Task brief: Please return the lines below verbatim, beginning at the one that has "feat(gitter): New endpoint" and stopping after the one that has "out, err := cmd.CombinedOutput()", and add no other lines.

Dataset excerpts:
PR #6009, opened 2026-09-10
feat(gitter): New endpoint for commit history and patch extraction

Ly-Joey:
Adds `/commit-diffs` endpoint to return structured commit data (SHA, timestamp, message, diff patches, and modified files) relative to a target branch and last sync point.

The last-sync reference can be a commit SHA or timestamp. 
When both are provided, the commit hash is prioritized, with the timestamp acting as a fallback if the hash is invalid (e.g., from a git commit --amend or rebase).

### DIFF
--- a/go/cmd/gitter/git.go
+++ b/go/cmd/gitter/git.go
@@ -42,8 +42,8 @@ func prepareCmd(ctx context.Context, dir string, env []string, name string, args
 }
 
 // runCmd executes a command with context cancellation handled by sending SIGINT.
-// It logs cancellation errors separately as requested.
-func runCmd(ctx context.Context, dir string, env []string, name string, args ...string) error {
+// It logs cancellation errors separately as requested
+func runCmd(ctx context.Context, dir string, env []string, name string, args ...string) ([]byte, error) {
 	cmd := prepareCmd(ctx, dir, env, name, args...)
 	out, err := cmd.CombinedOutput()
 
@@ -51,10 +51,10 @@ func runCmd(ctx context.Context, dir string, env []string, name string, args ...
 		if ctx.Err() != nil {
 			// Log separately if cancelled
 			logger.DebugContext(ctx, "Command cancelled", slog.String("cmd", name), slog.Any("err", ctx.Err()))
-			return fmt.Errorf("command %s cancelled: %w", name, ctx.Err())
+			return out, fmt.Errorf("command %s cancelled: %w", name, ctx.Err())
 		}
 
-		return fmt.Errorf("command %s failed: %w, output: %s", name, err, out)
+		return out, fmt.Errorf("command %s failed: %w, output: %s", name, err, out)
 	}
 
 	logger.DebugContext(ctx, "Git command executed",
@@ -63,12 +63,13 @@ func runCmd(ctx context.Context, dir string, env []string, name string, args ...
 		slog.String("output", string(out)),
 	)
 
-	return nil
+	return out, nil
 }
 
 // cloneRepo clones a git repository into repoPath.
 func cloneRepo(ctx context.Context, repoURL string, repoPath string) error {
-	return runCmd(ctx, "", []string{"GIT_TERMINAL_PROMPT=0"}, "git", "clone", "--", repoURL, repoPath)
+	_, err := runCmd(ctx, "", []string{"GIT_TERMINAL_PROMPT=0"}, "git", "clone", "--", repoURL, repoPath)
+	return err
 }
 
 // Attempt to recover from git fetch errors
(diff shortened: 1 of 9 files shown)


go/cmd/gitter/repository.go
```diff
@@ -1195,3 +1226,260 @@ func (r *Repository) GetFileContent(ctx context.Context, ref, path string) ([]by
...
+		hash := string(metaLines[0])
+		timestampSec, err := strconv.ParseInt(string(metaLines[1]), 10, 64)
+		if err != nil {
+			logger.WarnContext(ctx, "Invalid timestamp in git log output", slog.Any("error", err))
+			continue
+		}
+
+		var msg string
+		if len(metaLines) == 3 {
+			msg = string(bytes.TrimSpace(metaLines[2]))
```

Answer section:
feat(gitter): New endpoint for commit history and patch extraction

Ly-Joey:
Adds `/commit-diffs` endpoint to return structured commit data (SHA, timestamp, message, diff patches, and modified files) relative to a target branch and last sync point.

The last-sync reference can be a commit SHA or timestamp. 
When both are provided, the commit hash is prioritized, with the timestamp acting as a fallback if the hash is invalid (e.g., from a git commit --amend or rebase).

### DIFF
--- a/go/cmd/gitter/git.go
+++ b/go/cmd/gitter/git.go
@@ -42,8 +42,8 @@ func prepareCmd(ctx context.Context, dir string, env []string, name string, args
 }
 
 // runCmd executes a command with context cancellation handled by sending SIGINT.
-// It logs cancellation errors separately as requested.
-func runCmd(ctx context.Context, dir string, env []string, name string, args ...string) error {
+// It logs cancellation errors separately as requested
+func runCmd(ctx context.Context, dir string, env []string, name string, args ...string) ([]byte, error) {
 	cmd := prepareCmd(ctx, dir, env, name, args...)
 	out, err := cmd.CombinedOutput()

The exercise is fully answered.